To assess the quantitative magnitudes of these estimates, as a first counterfactual exercise
Table 5A shows the implications of increasing all municipalities below median state presence to
the median. The first panel shows the partial equilibrium effects (holding the response of other
municipalities constant). We see quite significant increases in the Life Quality Index, the fraction
of the population not in poverty, utilities coverage and secondary enrollment. For example, the
fraction of the population not in poverty increases from 59.2% to 72%. The table also indicates
that about 63% of this is due to direct effects, so that spillover effects are not implausibly large,
though still sizable. The second panel then factors in the equilibrium responses through network
effects. Now the quantitative magnitudes are much larger. For example, fraction not in poverty
now rises to 78%. Of course, in this case, the additional sizable impact is due to the network
effects, which trigger responses from all municipalities through strategic complementarities. In
fact, the general equilibrium experiment also shows that nudging the level of state capacity of
all municipalities below median by taking them to the median (which leaves the median of the
distribution unchanged at the time of the experiment), leads, after the general equilibrium social
interactions in the network have happened, to a shift in the median of the distribution of state
capacity from 10 to 22.5. In fact, the final equilibrium distribution of state capacity compresses
considerably with the experiment, as the median and the mean are now very similar.

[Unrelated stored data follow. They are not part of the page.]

PR #452, opened 2016-02-02
Load default pager and its options on load from config file instead of manipulate environment variable

fernandomora:
I purpose to set the defaut pager "less -SRXF" in pgclirc config file in order to allow users have more flexibility in pager configuration.
In my case I want to have different pager configuration for pgcli/psql than for the rest of the system or use a pager filtered to colorize some expressions:
`pager= grcat ~/.grc/conf.psql | less -iMSx4FXRe`

### DIFF
--- a/pgcli/main.py
+++ b/pgcli/main.py
@@ -75,8 +75,23 @@ MetaQuery = namedtuple(
     ])
 MetaQuery.__new__.__defaults__ = ('', False, 0, False, False, False, False)
 
-
 class PGCli(object):
+
+    def set_default_pager(self, config):
+        configured_pager = config['main'].get('pager')
+        os_environ_pager = os.environ.get('PAGER')
+
+        if configured_pager:
+            self.logger.info('Default pager found in config file: ' + '\'' + configured_pager + '\'')
+            os.environ['PAGER'] = configured_pager
+        elif (os_environ_pager):
+            self.logger.info('Default pager found in PAGER environment variable: ' + '\'' + os_environ_pager + '\'')
+            os.environ['PAGER'] = os_environ_pager
+        else:
+            self.logger.info('No default pager found in environment. Using os default pager')
+        # Always set default set of less recommended options, they are ignored if pager is 
+        # different than less or is already parameterized with their own arguments 
+        os.environ['LESS'] = '-SRXF'
 
     def __init__(self, force_passwd_prompt=False, never_passwd_prompt=False,
                  pgexecute=None, pgclirc_file=None):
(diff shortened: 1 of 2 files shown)


amjith:
@fernandomora That's a clever use of the set_pager() special command. I'm in favor of this idea. 

@j-bennet Can you please take a look at the failing behave tests? I can't reproduce it locally.

fernandomora:
I think the problem is that the initialization of PGCli is overwriting the default parameterization of "cat" pager for tests.

https://github.com/fernandomora/pgcli/blob/417b4fb0296487125925364d3f9a53a595b86879/tests/features/environment.py#L18
https://github.com/fernandomora/pgcli/blob/417b4fb0296487125925364d3f9a53a595b86879/pgcli/main.py#L101

In my local environment is also passing all tests, but in travis using less as pager seems to cause problems to pass them.

I think, despite it was more smarter using  better using set_pager(), we should leave its use to pager switching during execution and set environment "PAGER" environment variable on pgcli load in this preference order:
1. pager set on pgli config file (not configured in default configuration)
2. pager set on "PAGER" os environment variable

In this way, call to to "\pager" will reset properly the pager to that stored by default on pgcli load as pgspecial implementation was doing:
https://github.com/dbcli/pgspecial/blob/v1.2.0/pgspecial/main.py#L143-L148

I will refactor the PR with my proposal

pgcli/main.py
```diff
@@ -75,9 +75,24 @@
...
+            os.environ['PAGER'] = configured_pager
+        elif (os_environ_pager):
+            self.logger.info('Default pager found in PAGER environment variable: ' + '\'' + os_environ_pager + '\'')
+            os.environ['PAGER'] = os_environ_pager
+        else:
+            self.logger.info('No default pager found in environment. Using os default pager')
+        # Always set default set of less recommended options, they are ignored if pager is 
+        # different than less or is already parameterized with their own arguments 
+        os.environ['LESS'] = '-SRXF'
+
```
amjith: An alternate succinct implementation: 

```
def set_default_pager(self, config):
    os.environ['PAGER'] = os.environ.get('PAGER') or config['main'].get('pager')
```

I want to keep the default pager uncommented in the config file. That way if the user has setup a PAGER then we don't mess with it, but if they haven't then we give them a sane value for that option. This gives a more pleasant experience out of the box.

Also this new change might break existing pgcli behavior for people who already have pgcli installed.

fernandomora:
@amjith agree with the more concise implementation one, but the order you purpose is the opposite of what I am purposing, because when `os.environ.get('PAGER')` is defined in the environment (usually it is) pager of configuration file would never be used.

The reason of my PR is exactly the opposite:
`os.environ['PAGER'] =  config['main'].get('pager') or os.environ.get('PAGER')`
Despite having a PAGER defined in the environment for using along all the tasks of my system, I want to use a different pager, maybe with different options, exclusively for pgcli. The only place where I can put that exclusive configuration, to override system PAGER, is the config file.

I purpose tho leave the `pager = less '-SRXF'` line commented in pgclirc only for skeleton or documentation purposes in order to allow users to uncomment and edit it in `~/.config/pgcli/config` file

Current pgcli pager behavior:
1. If `PAGER` is defined in the environment, that pager is used
2. else default OS pager is used

New pgcli pager behaviour I was thinking in:
1. If `pager` is configured in loaded config (by default is commented in pgclirc, but you can have it editing `~/.config/pgcli/config`), that pager is used
2. else if `PAGER` is defined in the environment, that pager is used
3. else default OS pager

New pgcli pager behaviour I understand you are purposing:
1. if `PAGER` is defined in the environment, that pager is used
2. else if `pager` is configured in loaded config (it is always loaded because is in pgclirc), that pager is used

If we do it in the way I say, by default, until you explicitly edit config, this change does not break current pgcli behavior. The current use case of the tests `PAGER='cat'` would continue working properly since pager is not in config file and on the other hand you allow me to a new use case where I can have in pgcli a different pager configuration due its particular use than in the rest of the system.

amjith:
@fernandomora You're right. That makes more sense than my suggestion. 

I'll merge it in. Thanks for the PR. 

:roller_coaster:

To investigate the sensitivity of our estimates in Tables 4 and 5 to the quadratic form on
si, we present OLS and IV results of running a misspecified model where own state capacity
enters linearly. Table 6 presents the estimates of this “naive” regression. Though this equation is
potentially misspecified, the estimates are still significant and quantitatively similar, which we
find reassuring as it also implies that functional forms are not responsible for our main structural
28
estimates. Compare, for example, the IV marginal own effects from Table 4 with those from Table
6. Measuring state capacity with agencies, the estimate in Table 4 are between 0.49 and 0.28,
while those in Table 6 are 0.36 and 0.25.
Figure 4 presents graphic evidence illustrating the fit of the model estimated by system
GMM. It shows scatterplots with the observed and predicted values for state capacity (measured
as number of bureaucrats) and prosperity outcomes using the estimated parameters in column
6 of Table 3, and columns 3, 6, 9, and 12 of Table 4B. The fit is very similar when measuring
state capacity through local level agencies.

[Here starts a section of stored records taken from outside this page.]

PR #453, opened 2016-02-02
Handle a corner case for execute_from_file.

amjith:
Since we added two more parameters to the result tuple, we need to update the error case for execute_from_file() special functions. 

Reviewer: @darikg

### DIFF
--- a/pgcli/main.py
+++ b/pgcli/main.py
@@ -150,12 +150,12 @@ class PGCli(object):
     def execute_from_file(self, pattern, **_):
         if not pattern:
             message = '\\i: missing required argument'
-            return [(None, None, None, message)]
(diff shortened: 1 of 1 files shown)


darikg:
Is this related to the discussion in #449, where pexecute is appending the extra two tuple elements?

I'm a little confused because I don't see a behavioral difference with or without this patch applied

amjith:
Yes it is related to #449. While I was reviewing the code in the PR I realized that the exception clauses did not set the boolean to false in the tuple that they were returning. This boolean is used for determining whether to save the last executed sql in case we're embedded in an IPython shell. 

So visibly there won't be a change unless we've launched it from IPython.

darikg:
Got it, thanks for clarifying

The scatterpolots in Figure 4 show that the linear specification does a great job at predicting
all of the endogenous variables in the model. Nevertheless, they do show that the model does
a somewhat less satisfactory job for the tail of the distribution of both state capacity levels
and prosperity, where it tends to over-predict. (These are the largest and more prosperous
municipalities.) This result leaves the door open for the general version of the model to provide
a better fit of the tail of the distribution.
As we mentioned in section 5, there are some development outcomes (primary enrollment and
vaccination coverage) that closely depend on national-level policies in Colombia. As such, we
would expect local state capacity not to be significantly correlated with these outcomes. Table
7 below presents OLS and IV estimates of equation (10) for these two outcomes as a “placebo”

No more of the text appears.